The Depaginator has several tasks:
1. Create a SQLite database with a schema that fits the task of storing and reporting the metadata we want.
2. Parse the paginated galleries one page at a time. This will usually lead you to a URL of the image/file viewer (which can be stored in the database), though sometimes you may be lucky enough to get some extra metadata.
* Store the URLs in the database along with the filename as the primary key.
3. Grab all URLs from the database and access each image/file viewer page. From here, grab as much metadata as possible, grab a link to the actual image, and store it in the database.
* For items such as tags or categories, a separate linking table with a one to many relationship from tag to file may be necessary.

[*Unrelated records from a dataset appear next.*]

PR #101, opened 2022-04-04
feat: bash unit test - adding repo

krol3:
- Adding github action to test the entrypoint.sh using BATS
- Adding the option repo in the entrypoint.sh script
- Adding unitTest to: image, conf, rootfs, image-sarif, fs and repo


simar7 (changes requested):
So I tried to run it locally and I saw a failure:

```
➜  trivy-action git:(ut-bats) bats -r .
 ✓ trivy image
 ✓ trivy image sarif report
 ✓ trivy config
 ✓ trivy rootfs
 ✓ trivy fs
 ✗ trivy repo
   (in test file ./test/test.bats, line 41)
     `result="$(diff ./test/data/repo.test repo.test)"' failed
   Running trivy with options:  --format  table --severity  CRITICAL --output  repo.test https://github.com/krol3/demo-trivy/
   Global options:  
   Enumerating objects: 48, done.
Counting objects: 100% (48/48), done.
Compressing objects: 100% (35/35), done.
   Total 48 (delta 11), reused 39 (delta 5), pack-reused 0
   2022-04-06T10:00:52.724-0700 INFO    Number of language-specific files: 1
   2022-04-06T10:00:52.725-0700 INFO    Detecting npm vulnerabilities...
   
   demo-fs/package-lock.json (npm)
   ===============================
   Total: 2 (CRITICAL: 2)
   

6 tests, 1 failure
```

I believe this is because a dependency isn't pinned in the repo you're testing against?

krol3:
@simar7 I think the trivy database was updated, and the results change. I update with the latest result.

simar7:
> @simar7 I think the trivy database was updated, and the results change. I update with the latest result.

I see. If that's the case, we should keep a test db around (testdata file) for the tests to be reproducible every time they are run. Otherwise they'll break every time an update happens.

test/workflow.yml
```diff
@@ -0,0 +1,34 @@
...
+          vuln-type: 'os,library'
+          format: 'template'
+          template: '@/contrib/sarif.tpl'
+          output: 'trivy-results.sarif'
+          severity: 'CRITICAL,HIGH'
+
+      - name: Upload Trivy scan results to GitHub Security tab
+        uses: github/codeql-action/upload-sarif@v1
+        with:
+          sarif_file: 'trivy-results.sarif'
```
simar7, line 34: Correct me if I'm wrong, but won't this upload the results to the trivy-action repo for our test image? I'm a bit unclear on what is being scanned.

fs.test
```diff
@@ -0,0 +1,17 @@
+{
```
simar7, line 1: Are the files on this level dupe of what's inside `test/data` dir? I believe you meant to commit just the `test/data` correct?

krol3: Yes, only test/data

test/workflow.yml
krol3: by mistake, I uploaded this workflow file

simar7 (approved):

PR #106, opened 2022-04-26
chore: update test to version 0.27.1

krol3:


knqyf263:
@krol3 What do you mean "update test"?

knqyf263:
Looks like this PR updates Trivy version. It also updates tests though.

krol3:
> @krol3 What do you mean "update test"?

Using bats, we have unit test for the entrypoint.sh. I updated with the option "secret" for example.

knqyf263:
>Using bats, we have unit test for the entrypoint.sh. I updated with the option "secret" for example.

Hmm, so doesn't this PR update Trivy version? This change affects only tests, right?

krol3:
> > Using bats, we have unit test for the entrypoint.sh. I updated with the option "secret" for example.
> 
> Hmm, so doesn't this PR update Trivy version? This change affects only tests, right?

@knqyf263  I update the image version here https://github.com/krol3/trivy-action/blob/trivy-0.27/Dockerfile#L1
and also the test of using this version here: https://github.com/krol3/trivy-action/blob/trivy-0.27/test/test.bats#L40

knqyf263:
If we update the Trivy version, I'm feeling like the test is not main concern in this PR. Am I correct? I saw the PR title and commit message, then I thought this PR just updated tests. But it looks like it updates the Trivy version as well. That's why I'm confused as I'm not so familiar with trivy-action.

>@knqyf263 I update the image version here https://github.com/krol3/trivy-action/blob/trivy-0.27/Dockerfile#L1

You mean this action will use v0.27.0, right?

test/test.bats
```diff
@@ -37,7 +37,7 @@
 
 @test "trivy fs with securityChecks option" {
   # trivy fs -f json --security-checks=vuln,config -o fs.test .
-  ./entrypoint.sh '-a fs' '-j .' '-b json' '-s vuln,config' '-h fs-scheck.test'
+  ./entrypoint.sh '-a fs' '-j .' '-b json' '-s vuln,config,secret' '-h fs-scheck.test'
```
simar7, line 40: 1. Where is `fs-scheck.test`? Did you forgot to check it in?
2. Can we update the repo with a dummy secret and accordingly update the golden file to make an assertion?

simar7:
hi @krol3 - any update on this? Some users are trying to use secret scanning with Trivy Action and won't be able to until we update it with merging this PR.

test/test.bats
krol3: yeah! @simar7 I forgot to add the data/fs-scheck.test

krol3: Related (2), I using the trivy repo with the secret option.

krol3:
@simar7  the PR was updated with all your review's point

b34rd-tek:
If there is anything I can help with on this PR, please let me know. I'm anxiously waiting for secret scanning and I don't want to build a custom action just for my use. :-)

simar7 (approved):

PR #117, opened 2022-06-02
Update Trivy Version in Dockerfile

b34rd-tek:
Update the Dockerfile to use the latest release of Trivy.

The version of Trivy used in the action currently has errors when generating table output for scans of some files. The latest version, 0.28.1 has fixed these errors.

### DIFF
--- a/Dockerfile
+++ b/Dockerfile
@@ -1,4 +1,4 @@
-FROM aquasec/trivy:0.27.1
+FROM aquasec/trivy:0.28.1
 COPY entrypoint.sh /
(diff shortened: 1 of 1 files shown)


krol3:
@b34rd-tek  can you share the command how did you test the table output for scans? I would like to test it and maybe add a test for this.

krol3:
> @krol3 are you on slack? I can go over all the details much faster there. 
> 
> This issue goes over things a bit:
> https://github.com/aquasecurity/trivy/issues/2174
> 

Yes I'm in the slack, same as here krol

4. Download all images from the website. It might be helpful to generate a txt dump of all file URLs, so they can be grabbed using Wget or grab-site.
### Database Manager
This time, this is a good chance to learn some SQLAlchemy. It's the better way to work with SQL.
### Gallery Parser
This parser generates a list of all files in the gallery. Generally, it grabs a certain amount of image URLs from one page, then jumps to the next page and grabs again, and so on.
The user sets the total amount of pages in the site. If the site doesn't tell you, you'll have to figure it out by going to the final page possible.
On Dagobah, the format is as follows for page 3: `http://dagobah.net/?page=3&o=n&d=i`
### Image Nabber
In this step, we actually go into the Image View URLs in question and extract any metadata from there, especially the actual Image URLs.
You could also download images in this set in this step, but it is better to grab all the URLs and metadata first here.
### Comment Scraper
Thankfully, Dagobah has a simple URL scheme where every single image at `http://dagobah.net/flash/404.swf` has a comments section at `http://dagobah.net/flash/404.swf/comments`.
Thus, we can create a `comments` table with a foreign key `filename` that links each comment to the record in the `files` table.
### Export to JSON or TXT
The final step is to export all image URLs to TXT, or a JSON file which can have the Image/File Viewer URLs as well. This makes it possible to use an external tool such as `wget` for the images, or grab-site, which creates WARCs.
### Scraper
Alternatively, we could make a specific downloader which will handle the scraping. This makes it possible to set certain ranges to download, to spread the archival workload across machines for parallel scraping and diversity in IP ranges.